Discord with 3-Million Concurrent Voice Users!

Discord with 3-Million Concurrent Voice Users!

·

2 min read

We will be sketching up how discord is different on web-browser Vs cross-Platform App.

Discord uses client-server architecture rather than peer-to-peer networking.

  • client server here, refers that you act as a server and the people connected to you act as clients to the server.

  • where as peer to peer refers that each connection between two of you operates on the respective server.

DIF.png

Traffic control efficiency:

It uses webRTC (tool to infuse Real-time communication feature in the web-app) where as for native apps it uses c++ media engine built on top of webRTC native library. Basically, app version is crucial and uses the customized version of webRTC.

Why implementing own version is better?

  1. Library of webRTC allow them to use a lower level API to send stream and receive call. Say, they use minimum info to set up connection.
  2. Implement their own media control to avoid global system setting.
  3. Access raw audio data to perform voice activity detection and share both game audio and video.
  4. Reduce your bandwidth and CPU consumption during periods of silence.
  5. Send extra info along with audio/video packets(like priority speaker).
  6. Rather than using DTLS / SRTP they used Salsa20 encryption.

ASSIGNING VOICE SERVER:

When you start a call or stream, discord assigns a least utilized voice server in the given region.

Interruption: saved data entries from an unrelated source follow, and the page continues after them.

PR #6211, opened 2019-12-23
Update item descriptions

YaBoiJD:


data/items.js
```diff
@@ -378,7 +378,7 @@ let BattleItems = {
 		num: 851,
 		gen: 7,
 		isPokeball: true,
-		desc: "A special Poke Ball designed to catch Ultra Beasts.",
+		desc: "A Poké Ball that has a low success rate for catching a Pokémon.",
```
Zarel: Descriptions are supposed to be clear and useful, you're not supposed to just copy the in-game description.

Zarel: This should probably just be changed back.

KrisXV: You’re also not supposed to use accented e because smogon standard is to not use them

Zarel: Do we need to follow Smogon standard?

data/items.js
```diff
@@ -1705,7 +1705,7 @@ let BattleItems = {
 		},
 		num: 34,
 		gen: 2,
-		desc: "Restores 50 HP to one Pokemon but lowers Happiness.",
+		desc: "Restores 60 HP to one Pokemon",
```
KrisXV: This is missing a period

YaBoiJD:
@Zarel, Should I make a better description for the Utility umbrella?

Zarel:
If you want, sure.

KrisXV:
the shortdesc of Utility Umbrella should just be `Blocks the holder from the effects of sun/rain`, but the normal description should go into all of the details

YaBoiJD:
@Zarel should this be closed, or should I leave open?

PR #6213, opened 2019-12-23
CAP: Prevent unreleased Pokemon from being used

KrisXV:


Zarel:
Why not just set `minSourceGen: 8` like OU does?

Zarel:
Also why is everyone so inconsistent every time? Last gen everyone was scrambling to make the one with unreleased Pokémon the official OU tier.

KrisXV:
because none of the CAP pokemon have gen 8 learnsets so theyd be completely unusable, which defeats the point of cap

PR #6215, opened 2019-12-23
Make semi-invulnerability work in Gen 1 again

urkerab:
The changes I made to simplify the No Guard checks in later gens mean that this function is assumed to return one of `true`, `false` or `0`, but not `null`, which I overlooked at the time...


Zarel:
Maybe add tests?

Issue #6212, opened 2019-12-23
RandomPlayerAI wrong teamsize assumption


Liminalia:
Running a battle versus a RandomPlayerAI with a team of size 1 causes an error:
```
(node:5460) UnhandledPromiseRejectionWarning: TypeError: Cannot read property 'condition' of undefined
    at request.active.map (/usr/src/pokemon-showdown-master/.sim-dist/tools/random-player-ai.js:103:37)
    at Array.map (<anonymous>)
    at RandomPlayerAI.receiveRequest (/usr/src/pokemon-showdown-master/.sim-dist/tools/random-player-ai.js:70:35)
    at RandomPlayerAI.receiveLine (/usr/src/pokemon-showdown-master/.sim-dist/battle-stream.js:232:38)
    at RandomPlayerAI.receive (/usr/src/pokemon-showdown-master/.sim-dist/battle-stream.js:224:9)
    at RandomPlayerAI.start (/usr/src/pokemon-showdown-master/.sim-dist/battle-stream.js:218:9)
    at process._tickCallback (internal/process/next_tick.js:68:7)
(node:5460) UnhandledPromiseRejectionWarning: Unhandled promise rejection. This error originated either by throwing inside of an async function without a catch block, or by rejecting a promise which was not handled with .catch(). (rejection id: 1)
(node:5460) [DEP0018] DeprecationWarning: Unhandled promise rejections are deprecated. In the future, promise rejections that are not handled will terminate the Node.js process with a non-zero exit code.
```
At [/sim/tools/random-player-ai.ts#L102](https://github.com/smogon/pokemon-showdown/blob/master/sim/tools/random-player-ai.ts#L102) RandomPlayerAI assumes teamsize is at least 2, which may be not necessarily true.

This can be fixed by checking the teamsize before running the status check on allies.
```
let hasAlly = false;
if(pokemon.length>1){
  hasAlly = !pokemon[i ^ 1].condition.endsWith(` fnt`);
}
```

Zarel:
Do you want to PR that or should I?

Also @scheibo do you have any opinions on this?

Liminalia:
I can do a PR if noone is against it

Zarel:
(Fixed in #6216)

scheibo:
> Also @scheibo do you have any opinions on this?

Sorry, missed this bug (though apparently I had seen the PR). Thank you for finding and fixing.

PR #6216, opened 2019-12-24
Fix RandomPlayerAI wrong teamsize assumption

Liminalia:
#6212


sim/tools/random-player-ai.ts
```diff
@@ -99,7 +99,10 @@ export class RandomPlayerAI extends BattlePlayer {
 
 				// Filter out adjacentAlly moves if we have no allies left, unless they're our
 				// only possible move options.
-				const hasAlly = !pokemon[i ^ 1].condition.endsWith(` fnt`);
+				let hasAlly = false;
```
scheibo: this can all be done on one line - just `pokemon.length > 1 && ...`

PR #6218, opened 2019-12-24
Fix Eternamax Validation

YaBoiJD:


TheImmortal:
This makes it illegal in hackmons (and hackmons cup).

TheImmortal:
I'll fix this.

PR #6983, opened 2020-07-09
Add type and category support for <psicon>

KrisXV:


KrisXV:
@Zarel this needs merged alongside the client side portion

Zarel:
I know.

This will require either a week or a server restart, though.

PR #6985, opened 2020-07-09
Daily spotlights: Fix regex to allow whitespace

AnnikaCodes:


Zarel:
I'd probably use `.trim()` rather than a regex for this sort of thing?

PR #6986, opened 2020-07-09
Fix pollqueue page crash

mia-pi-git:
/j view-pollqueue without a room crashes, since there's no ``args[0]`` to run Rooms.get on.

### DIFF
--- a/server/chat-plugins/poll.ts
+++ b/server/chat-plugins/poll.ts
@@ -542,7 +542,8 @@ export const commands: ChatCommands = {
 
 export const pages: PageTable = {
 	pollqueue(args, user) {
-		const room = Rooms.get(args[0]) as ChatRoom | GameRoom;
+		this.extractRoom();
+		const room = this.room;
 		if (!room) return `<div class="pad"><h2>Specify a room.</h2></div>`;
 		let buf = `<div class="pad"><strong>Queued polls:</strong>`;
 		buf += `<button class="button" name="send" value="/join view-pollqueue-${room.roomid}" style="float: right">`;
--- a/server/chat-plugins/poll.ts
+++ b/server/chat-plugins/poll.ts
@@ -542,9 +542,9 @@ export const commands: ChatCommands = {
 
 export const pages: PageTable = {
 	pollqueue(args, user) {
-		this.extractRoom();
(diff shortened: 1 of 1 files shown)


server/chat-plugins/poll.ts
```diff
@@ -542,9 +542,9 @@ export const commands: ChatCommands = {
 
 export const pages: PageTable = {
 	pollqueue(args, user) {
-		this.extractRoom();
 		const room = Rooms.get(args[0]) as ChatRoom | GameRoom;
```
Zarel, line 545: Shouldn't this just be `this.extractRoom(); const room = this.room;`?

server/chat-plugins/poll.ts
```diff
@@ -543,8 +543,9 @@ export const commands: ChatCommands = {
 export const pages: PageTable = {
 	pollqueue(args, user) {
 		this.extractRoom();
-		const room = Rooms.get(args[0]) as ChatRoom | GameRoom;
-		let buf = `<div class = "pad"><strong>Queued polls:</strong>`;
+		const room = this.room;
+		if (!room) return `<div class="pad"><h2>Specify a room.</h2></div>`;
```
Zarel, line 547: We should probably change it so `extractRoom` can throw an error message for requiring a room.

Zarel:
The fix is good, though.

whalemer:
`extractRoom` already returns an error message;

https://github.com/smogon/pokemon-showdown/blob/6690cfb037d2730e46318877947a85fae63c7554/server/chat.ts#L252-L254
```
>> |/j view-pollqueue-notaroom 
<< >view-pollqueue-notaroom
|init|html
|title|Page
|pagehtml|<h2>Invalid room.</h2> 
<< >view-pollqueue-notaroom
|title|Page
|pagehtml|<div class="pad"><h2>Specify a room.</h2></div>
```

Zarel:
@whalemer Another bug that wouldn't have existed if we'd used `Chat.ErrorMessage`. ;)

whalemer:
>Another bug that wouldn't have existed if we'd used Chat.ErrorMessage. ;)

loath as I am to admit it, yeah, this is a pretty perfect use for it.

PR #6987, opened 2020-07-09
Trim !show image comment

TheMezStrikes:


Zarel:
Trimming and the lack thereof seems to be a frequent issue. I wonder if there's something that can make it easier.

PR #6988, opened 2020-07-09
Fix trustuser commands

asgdf:
Currently, untrustuser straight up doesn't work, presumably because things are set up slightly differently now.

### DIFF
--- a/config/formats.ts
+++ b/config/formats.ts
@@ -467,8 +467,8 @@ export const Formats: (FormatsData | {section: string, column?: number})[] = [
 
 		mod: 'gen8',
 		ruleset: ['Standard', 'Dynamax Clause'],
-		banlist: ['Baton Pass', 'King\'s Rock'],
-		restricted: ['Shedinja', 'Lunala', 'Solgaleo', 'Type: Null', 'Huge Power', 'Pure Power', 'Gorilla Tactics', 'Shadow Tag'],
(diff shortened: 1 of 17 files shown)


Zarel:
Looks good, although I wonder if these should just alias to `/globalwhitelist` and `/globaldeauth`.

Zarel:
(conflict)

asgdf:
In terms of conflict resolution this looks about right I think?

I haven't been paying attention to the whitelist stuff, does "whitelist" supplant the "manual trustuser" concept?

asgdf:
o shoot I forgot to push my updated version that fixes those warnings

Zarel:
> I haven't been paying attention to the whitelist stuff, does "whitelist" supplant the "manual trustuser" concept?

"Whitelist" is a new rank between regular user and voice, which does not have a symbol (they look exactly the same as regular users).

It's implemented in the code as having an explicit rank equal to the implicit default rank - basically exactly the same way explicitly trusted users were implemented in the past. I don't know if "supplant" is the right word; it was implemented for room ranks, but the implementation is generic enough that it should work fine for global ranks as well.

asgdf:
It seems theoretically possible to refactor trustuser to use that system, though I imagine it would involve somewhat more effort than just setting up some aliases

Zarel:
Fair. This is a good incremental step.

PR #6990, opened 2020-07-10
Linked: Fix priority of linked moves

Slayer95:
Second move in a chain ignores Gen 8 dynamic turn-order mechanic.

### DIFF
--- a/data/mods/linked/scripts.ts
+++ b/data/mods/linked/scripts.ts
@@ -394,7 +394,8 @@ export const BattleScripts: ModdedBattleScriptsData = {
 
 		if (this.gen < 5) this.eachEvent('Update');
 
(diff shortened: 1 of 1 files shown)


KrisXV:
Does this also fix the issue with the first move in a link that’s boosted by triage has +6 priority and Snipe shot hitting the user when used in a link?

Slayer95:
From reading the description of ``Snipe Shot``, it sounds like something that might happen if the foe is KO-ed by the first move, which *could be* a carry-over bug from unmodded game.

No clue what the deal with Triage is, but from its desc it sounds like the same sort of ability Gale Wings is, which is fixed.

KrisXV:
Snipe Shot has the user hit itself in a link if the first move is Focus Energy as well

  • Also a minimal amount of info is exchanged while joining a channel. Like encryption Keys, codec.

you can see those instances in the below snippet:

webrtc::AudioSendStream* createAudioSendStream(
  uint32_t ssrc,
  uint8_t payloadType,
  webrtc::Transport* transport,
  rtc::scoped_refptr<webrtc::AudioEncoderFactory> audioEncoderFactory,
  webrtc::Call* call)
{
    webrtc::AudioSendStream::Config config{transport};
    config.rtp.ssrc = ssrc;
    config.rtp.extensions = {{"urn:ietf:params:rtp-hdrext:ssrc-audio-level", 1}};
    config.encoder_factory = audioEncoderFactory;
    const webrtc::SdpAudioFormat kOpusFormat = {"opus", 48000, 2};
    config.send_codec_spec =
      webrtc::AudioSendStream::Config::SendCodecSpec(payloadType, kOpusFormat);
    webrtc::AudioSendStream* audioStream = call->CreateAudioSendStream(config);
    audioStream->Start();
    return audioStream;
}

If you see a preloader while starting a stream, it means discord is trying to assign best utilized server. As soon as you see "Voice connected", it means that the client(connected members) successfully exchanged UDP (low latency transmission tool) messages.

Streaming video:

for this, it uses Scalable Video Coding which standardizes the HD video by decoding it and reconstructing similar quality video.

Well, you can expect a lot more advancements in future : )

"There's more and more to discover and upgrade backend tech to meet the standards that are as efficient without compromising user security."